45. What is an index and why is it important?

An index is a data structure that improves the speed of data retrieval operations on a table at the cost of additional storage and slower write operations. It works similarly to a book index, allowing the database engine to find rows quickly without scanning the entire table. You create an index using CREATE INDEX index_name ON table_name(column_name), and indexes are most beneficial on columns frequently used in WHERE clauses, JOIN conditions, and ORDER BY clauses.

46. What is the difference between UNION and UNION ALL?

UNION combines the result sets of two or more SELECT statements and removes duplicate rows from the final result, while UNION ALL combines the results without removing duplicates. UNION ALL is faster than UNION because it skips the deduplication step. Both require that the SELECT statements have the same number of columns with compatible data types.

47. What are window functions and how do ROW_NUMBER and RANK work?

Window functions perform calculations across a set of rows related to the current row without collapsing them into a single output row, unlike aggregate functions with GROUP BY. ROW_NUMBER() assigns a unique sequential integer to each row within a partition, for example ROW_NUMBER() OVER (ORDER BY salary DESC) numbers rows from highest to lowest salary. RANK() is similar but assigns the same rank to tied values and skips subsequent ranks, so if two rows tie for rank 1, the next row receives rank 3.

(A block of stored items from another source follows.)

PR #429, opened 2015-05-12
Update docs for IRC move to freenode.

dajohi:


luke-jr:
Maybe it should mention #bitcoin-dev too?

davecgh:
The main purpose of this channel is for btcd support as opposed to development.

OK on PR.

48. What is a Common Table Expression (CTE)?

A CTE is a temporary named result set defined using the WITH keyword that exists only for the duration of a single query. For example, WITH high_earners AS (SELECT * FROM employees WHERE salary BETWEEN 80000 AND 200000) SELECT department, COUNT(*) FROM high_earners GROUP BY department first defines a CTE and then queries it. CTEs improve readability, allow recursive queries, and can be referenced multiple times within the same query.

49. What is normalization and what are the first three normal forms?

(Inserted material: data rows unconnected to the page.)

PR #433, opened 2015-05-14
Keep track of peers with maps instead of lists.

dajohi:


davecgh:
Reads well.  I'll spend some time testing it out.

davecgh:
I've been running this for a while now with no issues.

OK after rebase..

ishbir:
Just curious: why was this change necessary?

davecgh:
It isn't strictly necessary, but it's more efficient for a few reasons:

- O(1) lookups instead of O(N).  This isn't a huge savings since there generally aren't a lot of peers and the list isn't currently accessed all that frequently, but with the upcoming concurrent downloads, accessing multiple peers via the known set is going to become more frequent. 
- The items in a `list.List` are all `interface{}` so accessing the individual items required type asserting them (unboxing).  This approach avoids that overhead.
- The intent is to simply maintain a set of peers, so a list isn't the most optimal data structure for that purpose.  Also, the `struct{}` type doesn't use any memory.

So, summarizing, it uses less memory and provides faster access to the set elements.

PR #438, opened 2015-05-25
btcec: Mitigate timing attacks while using btcec.Decrypt

ishbir:
A side channel attack vector in btcec.Decrypt has been closed. bytes.Equal returns false as soon as the first byte fails to match. An attacker could guess the correct HMAC using careful timing analysis and then spoof it. Changing it to hmac.Equal, which has a constant run time, ensures that this doesn't happen.


davecgh:
OK

PR #441, opened 2015-05-27
Add new option --maxoutboundpeers.

### LINKED ISSUE #434: maxOutboundPeers should be configurable
[This](https://github.com/btcsuite/btcd/blob/master/server.go#L666) value is arbitrary and should be configurable in the same way [maxpeers](https://github.com/btcsuite/btcd/blob/master/doc.go#L35) is.
Maybe use a config flag such as --maxoutboundpeers.

dajohi:
The --maxoutboundpeers option allows the user to set the maximum
number of outbound peers to connect to.

Closes #434


davecgh:
I know you mentioned it in IRC, but adding it here for tracking purposes as well.  This need the doco updates (`doc.go`, `btcd-sample.conf`).

davecgh:
I'm closing this as there does not seem be sufficient interest nor consensus on providing an option by default for it.

As discussed here https://github.com/btcsuite/btcd/issues/434#issuecomment-103198376, often increasing this value leads to poorer performance and also has the issue of saturating full node connection slots with no increased benefits.

That said, now that the PR exists, users with specialized needs can apply it to their own forks if they desire.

Normalization is the process of organizing a database to reduce redundancy and improve data integrity by dividing large tables into smaller, related tables. First Normal Form (1NF) requires that each column contains only atomic (indivisible) values and each row is unique. Second Normal Form (2NF) requires meeting 1NF and that all non-key columns depend on the entire primary key. Third Normal Form (3NF) requires meeting 2NF and that no non-key column depends on another non-key column (eliminating transitive dependencies).

50. What are ACID properties in database transactions?

ACID is an acronym for Atomicity, Consistency, Isolation, and Durability, which are the four key properties that guarantee reliable database transactions. Atomicity ensures a transaction is all-or-nothing (either all operations succeed or none do). Consistency ensures the database moves from one valid state to another. Isolation ensures concurrent transactions do not interfere with each other. Durability ensures that once a transaction is committed, the changes persist even in the event of a system failure.